----- Data supplied
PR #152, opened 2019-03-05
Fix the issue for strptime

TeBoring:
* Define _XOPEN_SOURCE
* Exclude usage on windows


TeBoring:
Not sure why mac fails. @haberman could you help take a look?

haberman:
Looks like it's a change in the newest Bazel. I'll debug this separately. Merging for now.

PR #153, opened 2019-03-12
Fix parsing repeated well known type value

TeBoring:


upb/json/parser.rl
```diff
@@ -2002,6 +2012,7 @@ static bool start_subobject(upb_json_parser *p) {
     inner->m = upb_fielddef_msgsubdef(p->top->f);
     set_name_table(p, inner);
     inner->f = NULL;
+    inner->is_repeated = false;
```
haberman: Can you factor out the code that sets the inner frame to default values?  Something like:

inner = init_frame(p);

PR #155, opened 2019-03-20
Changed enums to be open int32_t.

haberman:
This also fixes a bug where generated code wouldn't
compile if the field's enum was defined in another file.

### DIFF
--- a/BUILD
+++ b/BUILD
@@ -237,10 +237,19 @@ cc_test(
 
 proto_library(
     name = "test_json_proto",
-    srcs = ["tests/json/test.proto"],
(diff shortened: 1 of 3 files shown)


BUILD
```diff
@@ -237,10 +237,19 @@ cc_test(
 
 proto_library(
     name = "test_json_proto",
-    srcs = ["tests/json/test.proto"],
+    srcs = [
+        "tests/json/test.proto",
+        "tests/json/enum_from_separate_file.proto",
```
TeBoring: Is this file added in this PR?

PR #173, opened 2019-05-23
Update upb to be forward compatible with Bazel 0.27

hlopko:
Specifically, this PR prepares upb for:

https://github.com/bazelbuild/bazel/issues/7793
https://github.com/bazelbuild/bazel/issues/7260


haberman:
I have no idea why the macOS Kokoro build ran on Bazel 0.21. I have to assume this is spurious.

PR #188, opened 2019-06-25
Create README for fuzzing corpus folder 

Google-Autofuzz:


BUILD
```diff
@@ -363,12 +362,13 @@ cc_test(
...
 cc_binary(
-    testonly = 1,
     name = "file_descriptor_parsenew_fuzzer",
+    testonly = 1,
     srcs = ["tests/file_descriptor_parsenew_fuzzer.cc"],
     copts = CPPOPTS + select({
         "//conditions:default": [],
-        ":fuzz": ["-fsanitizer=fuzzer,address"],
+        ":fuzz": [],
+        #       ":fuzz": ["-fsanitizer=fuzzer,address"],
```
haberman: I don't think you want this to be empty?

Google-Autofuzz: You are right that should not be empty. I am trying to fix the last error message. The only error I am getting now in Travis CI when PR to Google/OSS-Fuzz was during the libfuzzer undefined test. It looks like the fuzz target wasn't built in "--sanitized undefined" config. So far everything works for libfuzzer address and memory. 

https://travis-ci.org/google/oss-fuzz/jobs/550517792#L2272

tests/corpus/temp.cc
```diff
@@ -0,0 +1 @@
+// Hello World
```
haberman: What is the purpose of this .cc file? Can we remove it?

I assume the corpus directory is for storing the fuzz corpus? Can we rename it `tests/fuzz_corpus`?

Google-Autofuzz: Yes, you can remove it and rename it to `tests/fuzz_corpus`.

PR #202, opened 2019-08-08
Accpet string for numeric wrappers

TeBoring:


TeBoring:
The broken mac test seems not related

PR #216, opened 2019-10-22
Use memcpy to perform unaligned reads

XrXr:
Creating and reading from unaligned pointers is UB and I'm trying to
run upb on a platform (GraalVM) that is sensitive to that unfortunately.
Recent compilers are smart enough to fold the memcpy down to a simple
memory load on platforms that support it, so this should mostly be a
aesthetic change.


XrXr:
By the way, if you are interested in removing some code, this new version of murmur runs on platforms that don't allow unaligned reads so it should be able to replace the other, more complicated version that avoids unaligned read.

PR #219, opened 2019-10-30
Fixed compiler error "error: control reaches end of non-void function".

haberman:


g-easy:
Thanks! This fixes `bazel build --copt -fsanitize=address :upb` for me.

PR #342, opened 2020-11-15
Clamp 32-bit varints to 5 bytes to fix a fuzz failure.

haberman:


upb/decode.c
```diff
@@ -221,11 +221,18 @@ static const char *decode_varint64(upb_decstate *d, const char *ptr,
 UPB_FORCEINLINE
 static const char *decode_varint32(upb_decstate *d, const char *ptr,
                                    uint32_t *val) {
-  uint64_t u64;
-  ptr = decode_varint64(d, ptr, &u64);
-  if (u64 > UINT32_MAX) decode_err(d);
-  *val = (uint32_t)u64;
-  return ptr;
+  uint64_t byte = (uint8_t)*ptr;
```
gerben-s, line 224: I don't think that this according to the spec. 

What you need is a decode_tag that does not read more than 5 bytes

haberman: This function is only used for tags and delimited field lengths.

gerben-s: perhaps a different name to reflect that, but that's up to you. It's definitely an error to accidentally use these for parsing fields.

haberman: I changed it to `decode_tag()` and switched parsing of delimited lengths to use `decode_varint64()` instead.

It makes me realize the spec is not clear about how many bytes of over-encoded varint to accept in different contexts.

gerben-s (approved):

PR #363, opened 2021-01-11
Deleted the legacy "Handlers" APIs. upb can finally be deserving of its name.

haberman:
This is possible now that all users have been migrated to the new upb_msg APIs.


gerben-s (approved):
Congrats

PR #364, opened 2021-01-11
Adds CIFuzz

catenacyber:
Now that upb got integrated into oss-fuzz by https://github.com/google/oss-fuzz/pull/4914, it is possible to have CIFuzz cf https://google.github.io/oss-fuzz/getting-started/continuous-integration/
----------
The answer should be the full set of records, reproduced exactly.

__Final answer__:
PR #152, opened 2019-03-05
Fix the issue for strptime

TeBoring:
* Define _XOPEN_SOURCE
* Exclude usage on windows


TeBoring:
Not sure why mac fails. @haberman could you help take a look?

haberman:
Looks like it's a change in the newest Bazel. I'll debug this separately. Merging for now.

PR #153, opened 2019-03-12
Fix parsing repeated well known type value

TeBoring:


upb/json/parser.rl
```diff
@@ -2002,6 +2012,7 @@ static bool start_subobject(upb_json_parser *p) {
     inner->m = upb_fielddef_msgsubdef(p->top->f);
     set_name_table(p, inner);
     inner->f = NULL;
+    inner->is_repeated = false;
```
haberman: Can you factor out the code that sets the inner frame to default values?  Something like:

inner = init_frame(p);

PR #155, opened 2019-03-20
Changed enums to be open int32_t.

haberman:
This also fixes a bug where generated code wouldn't
compile if the field's enum was defined in another file.

### DIFF
--- a/BUILD
+++ b/BUILD
@@ -237,10 +237,19 @@ cc_test(
 
 proto_library(
     name = "test_json_proto",
-    srcs = ["tests/json/test.proto"],
(diff shortened: 1 of 3 files shown)


BUILD
```diff
@@ -237,10 +237,19 @@ cc_test(
 
 proto_library(
     name = "test_json_proto",
-    srcs = ["tests/json/test.proto"],
+    srcs = [
+        "tests/json/test.proto",
+        "tests/json/enum_from_separate_file.proto",
```
TeBoring: Is this file added in this PR?

PR #173, opened 2019-05-23
Update upb to be forward compatible with Bazel 0.27

hlopko:
Specifically, this PR prepares upb for:

https://github.com/bazelbuild/bazel/issues/7793
https://github.com/bazelbuild/bazel/issues/7260


haberman:
I have no idea why the macOS Kokoro build ran on Bazel 0.21. I have to assume this is spurious.

PR #188, opened 2019-06-25
Create README for fuzzing corpus folder 

Google-Autofuzz:


BUILD
```diff
@@ -363,12 +362,13 @@ cc_test(
...
 cc_binary(
-    testonly = 1,
     name = "file_descriptor_parsenew_fuzzer",
+    testonly = 1,
     srcs = ["tests/file_descriptor_parsenew_fuzzer.cc"],
     copts = CPPOPTS + select({
         "//conditions:default": [],
-        ":fuzz": ["-fsanitizer=fuzzer,address"],
+        ":fuzz": [],
+        #       ":fuzz": ["-fsanitizer=fuzzer,address"],
```
haberman: I don't think you want this to be empty?

Google-Autofuzz: You are right that should not be empty. I am trying to fix the last error message. The only error I am getting now in Travis CI when PR to Google/OSS-Fuzz was during the libfuzzer undefined test. It looks like the fuzz target wasn't built in "--sanitized undefined" config. So far everything works for libfuzzer address and memory. 

https://travis-ci.org/google/oss-fuzz/jobs/550517792#L2272

tests/corpus/temp.cc
```diff
@@ -0,0 +1 @@
+// Hello World
```
haberman: What is the purpose of this .cc file? Can we remove it?

I assume the corpus directory is for storing the fuzz corpus? Can we rename it `tests/fuzz_corpus`?

Google-Autofuzz: Yes, you can remove it and rename it to `tests/fuzz_corpus`.

PR #202, opened 2019-08-08
Accpet string for numeric wrappers

TeBoring:


TeBoring:
The broken mac test seems not related

PR #216, opened 2019-10-22
Use memcpy to perform unaligned reads

XrXr:
Creating and reading from unaligned pointers is UB and I'm trying to
run upb on a platform (GraalVM) that is sensitive to that unfortunately.
Recent compilers are smart enough to fold the memcpy down to a simple
memory load on platforms that support it, so this should mostly be a
aesthetic change.


XrXr:
By the way, if you are interested in removing some code, this new version of murmur runs on platforms that don't allow unaligned reads so it should be able to replace the other, more complicated version that avoids unaligned read.

PR #219, opened 2019-10-30
Fixed compiler error "error: control reaches end of non-void function".

haberman:


g-easy:
Thanks! This fixes `bazel build --copt -fsanitize=address :upb` for me.

PR #342, opened 2020-11-15
Clamp 32-bit varints to 5 bytes to fix a fuzz failure.

haberman:


upb/decode.c
```diff
@@ -221,11 +221,18 @@ static const char *decode_varint64(upb_decstate *d, const char *ptr,
 UPB_FORCEINLINE
 static const char *decode_varint32(upb_decstate *d, const char *ptr,
                                    uint32_t *val) {
-  uint64_t u64;
-  ptr = decode_varint64(d, ptr, &u64);
-  if (u64 > UINT32_MAX) decode_err(d);
-  *val = (uint32_t)u64;
-  return ptr;
+  uint64_t byte = (uint8_t)*ptr;
```
gerben-s, line 224: I don't think that this according to the spec. 

What you need is a decode_tag that does not read more than 5 bytes

haberman: This function is only used for tags and delimited field lengths.

gerben-s: perhaps a different name to reflect that, but that's up to you. It's definitely an error to accidentally use these for parsing fields.

haberman: I changed it to `decode_tag()` and switched parsing of delimited lengths to use `decode_varint64()` instead.

It makes me realize the spec is not clear about how many bytes of over-encoded varint to accept in different contexts.

gerben-s (approved):

PR #363, opened 2021-01-11
Deleted the legacy "Handlers" APIs. upb can finally be deserving of its name.

haberman:
This is possible now that all users have been migrated to the new upb_msg APIs.


gerben-s (approved):
Congrats

PR #364, opened 2021-01-11
Adds CIFuzz

catenacyber:
Now that upb got integrated into oss-fuzz by https://github.com/google/oss-fuzz/pull/4914, it is possible to have CIFuzz cf https://google.github.io/oss-fuzz/getting-started/continuous-integration/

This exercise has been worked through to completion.